PROBLEM TO WORK ON →
State how many lines of the entries include the string "pexprs", please, leaving out everything but the number.

▬▬▬▬▬▬

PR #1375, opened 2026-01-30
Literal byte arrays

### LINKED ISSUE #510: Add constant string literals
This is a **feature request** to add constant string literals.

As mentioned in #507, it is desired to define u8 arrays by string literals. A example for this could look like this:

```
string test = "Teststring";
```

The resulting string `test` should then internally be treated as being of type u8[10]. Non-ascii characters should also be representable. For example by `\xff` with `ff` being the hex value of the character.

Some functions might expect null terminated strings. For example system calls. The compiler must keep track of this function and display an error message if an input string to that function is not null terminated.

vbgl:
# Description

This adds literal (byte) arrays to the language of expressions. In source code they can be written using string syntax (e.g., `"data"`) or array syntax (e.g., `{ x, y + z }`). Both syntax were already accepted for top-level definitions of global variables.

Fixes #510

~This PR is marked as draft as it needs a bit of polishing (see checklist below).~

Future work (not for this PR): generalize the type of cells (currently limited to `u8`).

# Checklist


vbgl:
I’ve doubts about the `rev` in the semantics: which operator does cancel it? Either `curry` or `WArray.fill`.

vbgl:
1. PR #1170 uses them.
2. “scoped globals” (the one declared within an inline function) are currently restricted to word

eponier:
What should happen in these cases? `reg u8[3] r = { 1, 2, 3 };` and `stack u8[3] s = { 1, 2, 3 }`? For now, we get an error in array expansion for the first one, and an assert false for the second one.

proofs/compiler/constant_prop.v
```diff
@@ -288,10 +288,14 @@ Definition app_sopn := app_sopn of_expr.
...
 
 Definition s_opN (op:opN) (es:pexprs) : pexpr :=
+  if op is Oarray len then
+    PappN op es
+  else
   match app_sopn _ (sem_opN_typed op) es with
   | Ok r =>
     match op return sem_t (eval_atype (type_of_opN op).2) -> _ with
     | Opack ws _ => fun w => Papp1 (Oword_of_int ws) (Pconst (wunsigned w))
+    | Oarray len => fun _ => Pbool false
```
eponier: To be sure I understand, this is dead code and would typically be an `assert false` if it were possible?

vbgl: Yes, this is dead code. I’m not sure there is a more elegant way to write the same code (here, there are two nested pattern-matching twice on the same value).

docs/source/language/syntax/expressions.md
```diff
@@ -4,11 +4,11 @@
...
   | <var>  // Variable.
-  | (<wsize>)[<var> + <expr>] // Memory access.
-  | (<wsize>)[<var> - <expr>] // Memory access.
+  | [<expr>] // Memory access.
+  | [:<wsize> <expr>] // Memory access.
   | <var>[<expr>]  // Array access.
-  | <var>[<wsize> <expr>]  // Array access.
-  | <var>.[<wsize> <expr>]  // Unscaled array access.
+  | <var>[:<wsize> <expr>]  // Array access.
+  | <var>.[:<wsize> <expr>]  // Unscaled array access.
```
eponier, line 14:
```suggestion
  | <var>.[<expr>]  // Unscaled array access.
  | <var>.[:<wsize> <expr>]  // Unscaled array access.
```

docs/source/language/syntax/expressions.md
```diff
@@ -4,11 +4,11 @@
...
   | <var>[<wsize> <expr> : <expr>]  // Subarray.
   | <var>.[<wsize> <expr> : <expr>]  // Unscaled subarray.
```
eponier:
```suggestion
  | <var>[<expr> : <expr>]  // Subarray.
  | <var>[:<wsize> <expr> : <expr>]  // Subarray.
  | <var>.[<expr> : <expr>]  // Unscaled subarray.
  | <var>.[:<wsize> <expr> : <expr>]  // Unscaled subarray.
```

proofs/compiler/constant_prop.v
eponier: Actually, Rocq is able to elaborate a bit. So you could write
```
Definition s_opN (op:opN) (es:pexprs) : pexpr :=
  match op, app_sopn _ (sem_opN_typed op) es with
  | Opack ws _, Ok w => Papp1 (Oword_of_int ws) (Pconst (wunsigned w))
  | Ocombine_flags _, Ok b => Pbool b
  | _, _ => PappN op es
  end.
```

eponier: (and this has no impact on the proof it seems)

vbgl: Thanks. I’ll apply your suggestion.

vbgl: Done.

▬▬▬▬▬▬

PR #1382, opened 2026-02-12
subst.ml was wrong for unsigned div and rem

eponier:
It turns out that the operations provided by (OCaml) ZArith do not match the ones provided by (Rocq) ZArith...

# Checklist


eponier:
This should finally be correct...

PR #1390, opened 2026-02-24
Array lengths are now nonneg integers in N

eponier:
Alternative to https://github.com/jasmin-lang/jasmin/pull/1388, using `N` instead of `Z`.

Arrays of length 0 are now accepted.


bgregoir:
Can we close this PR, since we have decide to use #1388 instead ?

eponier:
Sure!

▬▬▬▬▬▬

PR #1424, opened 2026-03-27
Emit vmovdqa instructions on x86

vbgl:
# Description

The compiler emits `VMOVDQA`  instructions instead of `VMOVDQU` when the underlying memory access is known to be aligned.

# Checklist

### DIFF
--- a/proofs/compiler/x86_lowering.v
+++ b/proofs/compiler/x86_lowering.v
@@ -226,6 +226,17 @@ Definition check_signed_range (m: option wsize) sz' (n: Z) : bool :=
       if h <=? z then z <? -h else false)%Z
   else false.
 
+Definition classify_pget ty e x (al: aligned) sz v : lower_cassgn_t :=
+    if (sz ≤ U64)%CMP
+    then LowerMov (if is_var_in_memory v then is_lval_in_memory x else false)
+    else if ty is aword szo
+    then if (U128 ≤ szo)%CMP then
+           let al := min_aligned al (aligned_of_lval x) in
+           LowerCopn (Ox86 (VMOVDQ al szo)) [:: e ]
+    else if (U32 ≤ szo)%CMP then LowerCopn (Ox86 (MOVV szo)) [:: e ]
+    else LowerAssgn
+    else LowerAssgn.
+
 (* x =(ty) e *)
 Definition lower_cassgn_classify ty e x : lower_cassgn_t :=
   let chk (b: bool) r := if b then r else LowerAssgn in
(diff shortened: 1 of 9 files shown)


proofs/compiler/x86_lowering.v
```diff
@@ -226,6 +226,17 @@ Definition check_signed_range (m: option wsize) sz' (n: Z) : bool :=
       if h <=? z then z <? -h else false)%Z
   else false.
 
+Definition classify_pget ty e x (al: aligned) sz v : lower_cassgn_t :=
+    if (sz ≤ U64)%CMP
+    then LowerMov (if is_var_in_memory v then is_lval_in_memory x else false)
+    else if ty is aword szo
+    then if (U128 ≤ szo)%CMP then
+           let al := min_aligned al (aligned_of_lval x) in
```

▬▬▬▬▬▬

ANSWER BOX →
2